When you reach the line with "Now green, for" in the data below, begin printing lines exactly, and stop once the line with "nlisgo: I will" has been printed.

Available data =
++++

PR #27, opened 2016-11-10
ELPP-1455 Article content type and SQS integration.

jamiehollern:
@nlisgo @giorgiosironi 

Todo: Add test coverage and document new settings.

### DIFF
--- a/src/modules/jcms_notifications/jcms_notifications.module
+++ b/src/modules/jcms_notifications/jcms_notifications.module
@@ -1,0 +1,23 @@
+<?php
+
+/**
+ * @file
+ * Contains jcms_notifications.module.
+ */
+
+use Drupal\Core\Routing\RouteMatchInterface;
+
+/**
+ * Implements hook_help().
+ */
+function jcms_notifications_help($route_name, RouteMatchInterface $route_match) {
+  switch ($route_name) {
+    // Main module help for the jcms_notifications module.
+    case 'help.page.jcms_notifications':
+      $output = '';
+      $output .= '<h3>' . t('About') . '</h3>';
+      $output .= '<p>' . t('Integrates with Amazon SQS and Amazon SNS.') . '</p>';
+      return $output;
+    default:
+  }
+}
--- a/src/modules/jcms_notifications/src/FetchArticleService.php
+++ b/src/modules/jcms_notifications/src/FetchArticleService.php
@@ -1,0 +1,110 @@
+<?php
+
+namespace Drupal\jcms_notifications;
+
+use Drupal\Core\Site\Settings;
+use GuzzleHttp\Client;
+use Psr\Http\Message\ResponseInterface;
+
+/**
+ * Class FetchArticleService.
+ *
+ * @package Drupal\jcms_notifications
+ */
+class FetchArticleService {
+
+  /**
+   * @var \GuzzleHttp\Client
+   */
+  protected $client;
+
+  protected $endpoint;
+
+  /**
+   * FetchArticleService constructor.
+   *
+   * @param \GuzzleHttp\Client $client
+   */
+  public function __construct(Client $client) {
+    $this->client = $client;
+    $this->endpoint = Settings::get('jcms_articles_endpoint');
+  }
+
+  /**
+   * Gets the articles by the IDs from SQS.
+   *
+   * @param string $id
+   *
+   * @return array
+   */
+  public function getArticle(string $id) {
+    $article = [];
+    if ($id) {
+      $unpublished = $this->makeRequest($id, TRUE);
+      if ($unpublished->getStatusCode() == 404) {
+        $article = [
+          'id' => $id,
+          'action' => 'del',
+        ];
+      }
+      else {
+        $published = $this->makeRequest($id);
+        $article = [
+          'id' => $id,
+          'action' => 'write',
+          'data' => [
+            'unpublished' => $this->getSnippet($unpublished->getBody()->getContents()),
+            'published' => $published->getBody()->getContents() ? $this->getSnippet($published->getBody()->getContents()): '',
+          ],
+        ];
+      }
+    }
+    return $article;
+  }
+
+  /**
+   * Helper method to make the requests to get the articles.
+   *
+   * @param string $id
+   * @param bool $unpublished
+   *
+   * @return \Psr\Http\Message\ResponseInterface
+   * @throws \TypeError
+   */
+  protected function makeRequest(string $id, $unpublished = FALSE) {
+    $auth_key = 'jcms_article_auth_' . ($unpublished ? 'unpublished' : 'published');
+    $options = ['auth' => Settings::get($auth_key)];
+    $url = $this->formatUrl($id, $this->endpoint);
+    $response = $this->client->get($url, $options);
+    if ($response instanceof ResponseInterface) {
+      return $response;
+    }
+    else {
+      throw new \TypeError('Network connection interrupted on request.');
+    }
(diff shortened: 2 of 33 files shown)


src/modules/jcms_notifications/jcms_notifications.module
```diff
@@ -0,0 +1,38 @@
+<?php
+
+/**
+ * @file
+ * Contains jcms_notifications.module..
```
jamiehollern: Ah! This is silly drupal:generate code. Will update.

giorgiosironi:
The build failed during the site install with `Unable to install the jsonb module since it does not exist`, check it out later.

src/modules/jcms_notifications/src/JCMSQueueService.php
```diff
@@ -0,0 +1,95 @@
...
+      $message = $this->sqsClient->receiveMessage([
+        'QueueUrl' => $queue['QueueUrl'],
+        'VisibilityTimeout' => 60,
+        'WaitTimeSeconds' => 20,
+      ]);
+      $sqs_message = $message->get('Messages');
+      if ($sqs_message !== NULL) {
+        $sqs_message = array_shift($sqs_message);
+        $messages[] = $sqs_message;
+        $this->sqsClient->deleteMessage([
```
giorgiosironi: the `deleteMessage` that acknowledges delivery seems to be located too soon; this call permanently removes the message from the queue, therefore the pattern is:
```
while (true) {
    $message = $sqsClient->receiveMessage();
    // make HTTP calls, insert in database, commit transaction, do whatever you need to do...
    $sqsClient->deleteMessage(...);
```

src/modules/jcms_notifications/jcms_notifications.module
```diff
@@ -0,0 +1,38 @@
...
+      return $output;
+
+    default:
+  }
+}
+
+/**
+ * Implements hook_cron().
+ */
+function jcms_notifications_cron() {
```
giorgiosironi: how is this triggered from outside? Some `drush` command?

src/modules/jcms_notifications/src/JCMSQueueService.php
```diff
@@ -0,0 +1,95 @@
...
+   * Gets the article data from SQS.
+   *
+   * @return array
+   */
+  public function getArticleData() {
+    $queue = $this->sqsClient->getQueueUrl([
+      'QueueName' => $this->queueName,
+    ]);
+    $messages = [];
+    while (TRUE) {
```
giorgiosironi: at this level I wouldn't loop as this will stay inside the while as long as it consume at least one message. It is true we may want a loop to quickly go through a large queue, but this is usually put at the highest level, in our case `jcms_notifications_cron()`

giorgiosironi: to be clear: it would be fine for this function to consume just one message

src/modules/jcms_notifications/jcms_notifications.module
jamiehollern: It can be run with a `drush` command or alternatively just set up the old fashioned way as a straight cron job. See https://www.drupal.org/docs/7/setting-up-cron-for-drupal/configuring-cron-jobs-using-the-cron-command

jamiehollern:
@giorgiosironi The build failed because the composer.lock file was wrong. Fixed it now.

src/modules/jcms_notifications/jcms_notifications.module
giorgiosironi: I second `drush` and would avoid exposing the cron over an URL, this needs to be a cli process

nlisgo:
@jamiehollern do we understand what the issue is with the build on alfred? Is it because of the MySQL version?

jamiehollern:
@nlisgo It looks like it to me. It's the same errors I had on Travis before getting MySQL upgraded there. CC @giorgiosironi.

nlisgo:
I have created a PR to your feature branch addressing a few nit picking issues:

https://github.com/digirati-co-uk/journal-cms/pull/2

src/modules/jcms_notifications/src/FetchArticleService.php
```diff
@@ -0,0 +1,108 @@
...
+    $this->client = $client;
+    $this->endpoint = Settings::get('jcms_articles_endpoint');
+  }
+
+  /**
+   * Gets the articles by the IDs from SQS.
+   *
+   * @return array
+   */
+  public function getArticle(int $id) {
```
nlisgo: Am I correct in thinking that `$id` is the queue ID rather than the article ID?

giorgiosironi:
Yes those look like MySQL errors, taking out http://jira.elifesciences.org:8080/browse/ELPP-1689 for today

src/modules/jcms_notifications/src/FetchArticleService.php
jamiehollern: No, this is the article ID.

nlisgo: The article ID is not an integer, it's a string.

src/modules/jcms_notifications/src/FetchArticleService.php
```diff
@@ -0,0 +1,108 @@
...
+        ];
+      }
+    }
+    return $article;
+  }
+
+  /**
+   * Helper method to make the requests to get the articles.
+   *
+   * @param int $id
```
nlisgo: `@param string $id`

src/modules/jcms_notifications/src/FetchArticleService.php
```diff
@@ -0,0 +1,108 @@
...
+   * @param \GuzzleHttp\Client $client
+   */
+  public function __construct(Client $client) {
+    $this->client = $client;
+    $this->endpoint = Settings::get('jcms_articles_endpoint');
+  }
+
+  /**
+   * Gets the articles by the IDs from SQS.
+   *
```
nlisgo: `@param string $id`

src/modules/jcms_notifications/src/FetchArticleService.php
```diff
@@ -0,0 +1,108 @@
...
+    }
+    else {
+      throw new \TypeError('Network connection interrupted on request.');
+    }
+  }
+
+  /**
+   * Helper method to format an URL with a correct ID.
+   *
+   * @param int $id
```
nlisgo: `@param string $id`

src/modules/jcms_notifications/src/FetchArticleService.php
```diff
@@ -0,0 +1,108 @@
...
+   * @param string $url
+   *
+   * @return string
+   */
+  protected function formatUrl(int $id, string $url) : string {
```
nlisgo: `string $id`

giorgiosironi:
http://jira.elifesciences.org:8080/browse/ELPP-1689 is necessary for testing and merging.

giorgiosironi:
MySQL 5.7 is there, but `composer install` failed with `Source directory web/modules/contrib/restui has uncommitted changes.` so I'm removing the folder and retrying from scratch.

giorgiosironi:
Provisioned correctly, now tests fail with the error
```
Error: Class 'Puli\GeneratedPuliFactory' not found
```
which I remember we already encountered. There was some problematic combination of Composer and Puli versions?

giorgiosironi:
Now green, for reference `puli.phar` has to be in `/srv/journal-cms`.

PR #32, opened 2016-11-21
Create press-packages endpoint

nlisgo:


jamiehollern:
Looks fine.

jamiehollern:
As of Drupal 8.2 composer support is native so you can just include it in a composer.json in the module itself.

composer.json
```diff
@@ -50,7 +49,8 @@
     "justinrainbow/json-schema": "^2.0",
     "drupal/field_permissions": "~8.1.0-beta1",
     "drupal/address": "^8.1@RC",
-    "aws/aws-sdk-php": "~3.0"
+    "aws/aws-sdk-php": "~3.0",
+    "giggsey/libphonenumber-for-php": "^7.7"
```
nlisgo: I will overlook this for now and perhaps it can be addressed in a future PR. I had a quick go and it didn't work.

jamiehollern: According to [Add a composer.json file](https://www.drupal.org/docs/8/creating-custom-modules/add-a-composerjson-file), "You may optionally define external dependencies for your module in composer.json. **Drupal core will not automatically discover or manage these dependencies.**"

The module must be defined properly in the composer.json "which at a minimum defines the name, description and type of your module" and the module must also be installed using composer.

```
{
    "name": "drupal/example",
    "description": "This is an example composer.json for example module.",
    "type": "drupal-module",
    "require": {
        "mobiledetect/mobiledetectlib": "~2.8"
    }
}
```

++++

Result of this exercise =
Now green, for reference `puli.phar` has to be in `/srv/journal-cms`.

PR #32, opened 2016-11-21
Create press-packages endpoint

nlisgo:


jamiehollern:
Looks fine.

jamiehollern:
As of Drupal 8.2 composer support is native so you can just include it in a composer.json in the module itself.

composer.json
```diff
@@ -50,7 +49,8 @@
     "justinrainbow/json-schema": "^2.0",
     "drupal/field_permissions": "~8.1.0-beta1",
     "drupal/address": "^8.1@RC",
-    "aws/aws-sdk-php": "~3.0"
+    "aws/aws-sdk-php": "~3.0",
+    "giggsey/libphonenumber-for-php": "^7.7"
```
nlisgo: I will overlook this for now and perhaps it can be addressed in a future PR. I had a quick go and it didn't work.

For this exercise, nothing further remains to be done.